New Mods -Need Opinions Please

Discussion in 'Side Fire Box' started by txsully, Nov 23, 2011.

  1. I have done some mods to my NB offset and am a little worried about materials and introducing chemicals into the smoke in the cooking chamber.  I used some zinc nuts and bolts for posts to create a new grate level - will there be any toxin introduced into the cooking chamber by using zinc?  Also, I got some 1/4" steel plates to use for tuning plates but they were primed/painted - I stripped the primer with Strip-eeze then washed the plates with dishsoap and water.  The Strip-eeze is supposed to be rinsed with water and thats what I did prior to the dishsoap and water - should I worry at all about faint traces of primer (very tiny amount) and any remnants of the strip-eeze, again probably tiny amounts, on the plates, once heated in the cooking chamber?  Of course, bear in mind temp in the smoker will usually be 225.  I have coated all the new parts with spray vegetable oil and the smoker is "curing" with a small amount of charcoal and wood right now.  All opinions are welcome.  Thanks.  Here's some pictures:


  2. michael ark

    michael ark Master of the Pit

    I'd take them off put them in my chimney starter with the nuts on the bolts and torch[​IMG] them.Allow to cool spray with Pam and reinstall.
  3. boykjo

    boykjo Sausage maker Staff Member Moderator Group Lead OTBS Member

    you'll be fine........ if your heats doesnt cause the coating to become a vapor it will not hurt you and at 225 i dont think that will happen...... Take your plates out and get a good hot fire somewhere and throw them into the fire and burn them.. This will assure you no residue will be left on them

    Hope this helps and happy smoking

  4. nwdave

    nwdave Master of the Pit SMF Premier Member

    A suggestion perhaps.  Addressing your zinc coated bolts.  When I was making modifications to my WSM and adding a third shelf, I bought stainless steel rods, cut to length and capped them where they rest on the outside of the smoker.  The rods then span across the interior of the smoker, side to side. The new factory made shelf then rests on the rods.  Thus, the shelf rests completely on the rods, much better support.  The rods are 3/8's, and for our purposes stronger than we'd need for smoking meat.  The zinc coated bolts present two problems to my thinking.  Generally, I shun any form of zinc inside the smoking chamber just because of the likely hood of zinc fumes contaminating the meat.  I smoke for quite a few people when we having a family gathering and the last thing I want to do is take chance, even the slimmest of chances of poisoning a family member.  The bolts you use:  they look like they're 1/4-20.  With the heat of the flames cycling and then back to cold (when done cooking, will put stress on the bolts, to the point that they'll eventually sheer snap when loaded down with a heavy chunk of meat.  Not right away of course, but Murphy's law says it will be when you finally got your best Brisket finally done and ready to remove.

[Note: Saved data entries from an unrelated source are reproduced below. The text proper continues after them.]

PR #2051, opened 2022-01-11
Add more `Gson` default constants to be used by `GsonBuilder`

Marcono1234:
This hopefully makes it a bit easier to verify that the default values are in sync between `new GsonBuilder().create()` and `new Gson()`.


eamonnmcmanus:
LGTM

PR #2062, opened 2022-01-23
Improve `JsonReader.skipValue()`

### LINKED ISSUE #605: JsonReader skipValue() can cause an infinite loop
```
2. run reader.beginObject() to start reading the stream

3. run reader.skipValue() repeatedly until you try and skip over the "}" to end 
the json stream.  the last skip will cause an infinite loop.


I would expect an exception to be thrown indicating EOF was hit, or that you 
cannot skip over an object/array closing.  Even silently ignoring would be 
better then an infinite loop.



2.3 w/ Java 1.7.0_67



JsonReader line 1249 decrements the count to -1 because PEEKED_END_OBJECT is 
encountered on the last skip, but since the next item is EOF, it forever 
infinite loops waiting for the counter to get incremented back to 0, which 
never occurs.

I put in a quick hack for my problem by adding an extra if condition

} else if (p == PEEKED_EOF) {
    count = 0;
}

Probably a better fix would be to check for count>0 instead of !=0 (assuming 
that doesn't cause a problem somewhere else, but I am not familiar enough with 
the code base to try this).

This code snippet can reproduce the problem:

   public void testEarlyEOF() throws Exception {
        String json = "{ \"errors\":[ { \"field\":null,\"code\":\"loanId-not-found\" } ] }";

        final InputStream is = new ByteArrayInputStream(json.getBytes());

        Thread t = new Thread() {
            @Override
            public void run() {
                JsonReader reader = new JsonReader(new InputStreamReader(is));

                try {
                    reader.beginObject();     // start of overall json object
                    reader.skipValue();       // skip "errors" label
                    reader.skipValue();       // skip array value for "errors"
                    reader.skipValue();       // try and skip the closing "}"
                } catch (Exception e) {
                    e.printStackTrace();
                }
            }
        };

        t.setDaemon(true);
        t.start();

        t.join(10000);
        boolean alive = t.isAlive();
        if (alive) t.interrupt();
        assertFalse("should have finished by now, we must be hung", alive);
    }



```

Original issue reported on code.google.com by `rocco.ga...@gmail.com` on 3 Nov 2014 at 2:15

Marcono1234:
Fixes #605

See commit messages.


gson/src/main/java/com/google/gson/internal/bind/JsonTreeReader.java
```diff
@@ -269,14 +270,18 @@ JsonElement nextJsonElement() throws IOException {
...
+    JsonToken peeked = peek();
+    if (peeked == JsonToken.NAME) {
       nextName();
-      pathNames[stackSize - 2] = "null";
+      pathNames[stackSize - 2] = "<skipped>";
+    } else if (peeked == JsonToken.END_ARRAY) {
+      endArray();
+    } else if (peeked == JsonToken.END_OBJECT) {
+      endObject();
+    } else if (peeked == JsonToken.END_DOCUMENT) {
```
eamonnmcmanus, line 281: I'm going to suggest doing nothing here rather than throwing an exception.

gson/src/main/java/com/google/gson/internal/bind/JsonTreeReader.java
```diff
@@ -269,14 +270,18 @@ JsonElement nextJsonElement() throws IOException {
   }
 
   @Override public void skipValue() throws IOException {
-    if (peek() == JsonToken.NAME) {
+    JsonToken peeked = peek();
+    if (peeked == JsonToken.NAME) {
```
eamonnmcmanus, line 274: Can we use a `switch` statement here?

gson/src/main/java/com/google/gson/stream/JsonReader.java
```diff
@@ -1255,22 +1262,45 @@ public void skipValue() throws IOException {
...
         count--;
       } else if (p == PEEKED_END_OBJECT) {
+        // Only update when object end is explicitly skipped, otherwise stack is not updated anyways
+        if (count == 0) {
+          pathNames[stackSize - 1] = null; // Free the last path name so that it can be garbage collected
+        }
         stackSize--;
         count--;
-      } else if (p == PEEKED_UNQUOTED_NAME || p == PEEKED_UNQUOTED) {
+      } else if (p == PEEKED_UNQUOTED) {
```
eamonnmcmanus, line 1271: While you are here, could you change this to a `switch` statement too? Maybe the JIT compiler is smart enough to avoid having to do a sequence of up to 12 comparisons, but we could avoid relying on that.

eamonnmcmanus:
This is great. Thanks for these improvements!

I ran this past all of Google's tests and found one that failed. Because of what is arguably a logic bug, it is calling `JsonReader.skipValue()` when `peek()` reports `END_DOCUMENT`. In outline:

```java
    switch (reader.peek()) {
      case BEGIN_ARRAY:
        return handleArray(reader);
      case BEGIN_OBJECT:
        return handleObject();
      case END_ARRAY:
        reader.endArray();
        break;
      case END_OBJECT:
        reader.endObject();
        break;
      default: // All other values can be skipped.
        reader.skipValue();
    }
```

This now fails with `IllegalStateException`. I think that means that we should have skipValue() do nothing in this case rather than throwing an exception, even if an exception is what we would probably have chosen if we were designing this from scratch. And of course we should document this.

gson/src/main/java/com/google/gson/stream/JsonReader.java
```diff
@@ -1255,22 +1262,45 @@ public void skipValue() throws IOException {
...
+      } else if (p == PEEKED_DOUBLE_QUOTED_NAME) {
+        skipQuotedValue('"');
+        // Only update when name is explicitly skipped, otherwise stack is not updated anyways
+        if (count == 0) {
+          pathNames[stackSize - 1] = "<skipped>";
+        }
       } else if (p == PEEKED_NUMBER) {
         pos += peekedNumberLength;
+      } else if (p == PEEKED_EOF) {
+        throw new IllegalStateException("Cannot skip at end of document");
```
eamonnmcmanus, line 1298: Do nothing here too. (Except maybe `return`?)

eamonnmcmanus (changes requested):

gson/src/main/java/com/google/gson/stream/JsonReader.java
```diff
@@ -1233,9 +1232,19 @@ public int nextInt() throws IOException {
   }
 
   /**
-   * Skips the next value recursively. If it is an object or array, all nested
-   * elements are skipped. This method is intended for use when the JSON token
-   * stream contains unrecognized or unhandled values.
+   * Skips the next value recursively. This method is intended for use when
+   * the JSON token stream contains unrecognized or unhandled values.
+   *
+   * <p>The behavior depends on the type of the next JSON token:
```
Marcono1234, line 1238: I hope the wording here and below is fine; please let me know if you think it could be improved.

gson/src/main/java/com/google/gson/stream/JsonReader.java
```diff
@@ -1505,7 +1551,7 @@ private String getPath(boolean usePreviousPath) {
    *   <li>For JSON arrays the path points to the index of the previous element.<br>
    *   If no element has been consumed yet it uses the index 0 (even if there are no elements).</li>
    *   <li>For JSON objects the path points to the last property, or to the current
-   *   property if its value has not been consumed yet.</li>
+   *   property if its name has already been consumed.</li>
```
Marcono1234, line 1554: The previous documentation (introduced in my PR #2000) might have been a bit misleading because whether or not the value has been consumed does not make a difference. (It might only affect which property you consider the "last" and the "previous".)

PR #1554, opened 2019-07-17
Fixed gradle build.

bufistov:
Signed-off-by: Dmitry Bufistov <dmitry@midokura.com>

PR #2063, opened 2022-01-23
Remove Gradle build support

### LINKED ISSUE #1896: `build.gradle` project version is outdated

Marcono1234:
Resolves #1896
Renders #1554 obsolete

Build script was outdated and not actively maintained anymore.
This was split off from #2048 (see also comments there).


eamonnmcmanus:
Thanks! This is a bit sad, but in the current maintenance-mode state of things I don't think we can afford to support two build systems and require maintainers to keep both working.

PR #2065, opened 2022-01-25
Add visitor support for traversing json tree.

jaiswalsk:
This PR adds the visitor support for traversing the JSON tree. See below example of custom visitor.

**CustomJsonElementVisitor**
```
public class CustomJsonElementVisitor implements JsonElementVisitor<String> {
    /**
     * Handles the processing of JsonObject.
     *
     * @param jsonObject holds json object.
     * @param data       Buffer for storing processed data.
     * @return Data of processed json object.
     */
    @Override
    public String visitJsonObject(JsonObject jsonObject, String data) {
        return jsonObject.accept(this,"");
    }

    /**
     * Handles the processing of JsonArray.
     *
     * @param jsonArray holds json array.
     * @param data      Buffer for storing processed data.
     * @return Data of processed json array.
     */
    @Override
    public String visitJsonArray(JsonArray jsonArray, String data) {
        jsonArray.iterator().forEachRemaining(element -> {
            element.accept(this, data);
        });
        return data;
    }

    /**
     * Handles the processing of JsonPrimitive.
     *
     * @param jsonPrimitive holds json primitive.
     * @param data          Buffer for storing processed data.
     * @return Data of processed json primitive.
     */
    @Override
    public String visitJsonPrimitive(JsonPrimitive jsonPrimitive, String data) {
        return data + jsonPrimitive.getAsString();
    }

    /**
     * Handles the processing of JsonNull.
     *
     * @param jsonNull holds json null.
     * @param data     Buffer for storing processed data.
     * @return Data of processed json null.
     */
    @Override
    public String visitJsonNull(JsonNull jsonNull, String data) {
        return data;
    }
}
```

### DIFF
--- a/gson/src/main/java/com/google/gson/JsonArray.java
+++ b/gson/src/main/java/com/google/gson/JsonArray.java
@@ -16,6 +16,8 @@
 
 package com.google.gson;
 
+import com.google.gson.visitor.JsonElementVisitor;
+
 import java.math.BigDecimal;
 import java.math.BigInteger;
 import java.util.ArrayList;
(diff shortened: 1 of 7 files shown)


eamonnmcmanus:
Thanks for this PR. Gson is in maintenance mode and for the most part we are not adding new features. I feel like the case for this one isn't all that compelling. It's easy enough for somebody to make their own code to do this without changing Gson. Is there a reason it has to be built in to Gson?

I also think that if we did add this, we would probably want `JsonElementVisitor` to have type parameters for both the parameter and the return type, like the JDK's [`TypeVisitor`](https://docs.oracle.com/en/java/javase/17/docs/api/java.compiler/javax/lang/model/type/TypeVisitor.html).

    Perhaps I operate on the side of too much caution, but I'd rather be safe than sorry.  And I will qualify my opinion by the fact that it is just my opinion.  An easy fix and not all that expensive.

    Last edited: Nov 23, 2011
  5. oldschoolbbq

    oldschoolbbq Smoking Guru OTBS Member

    Best answer? NWdave. Yep, best answer...
  6. diesel

    diesel Smoking Fanatic

    I am going with NWdave.  As for the tuning plates.  How hot can you get you smoker?  Get it really hot and burn that stuff off.  However, boykjo's idea will work also.

    I would err on the side of caution when it comes to cooking for people, friends and family.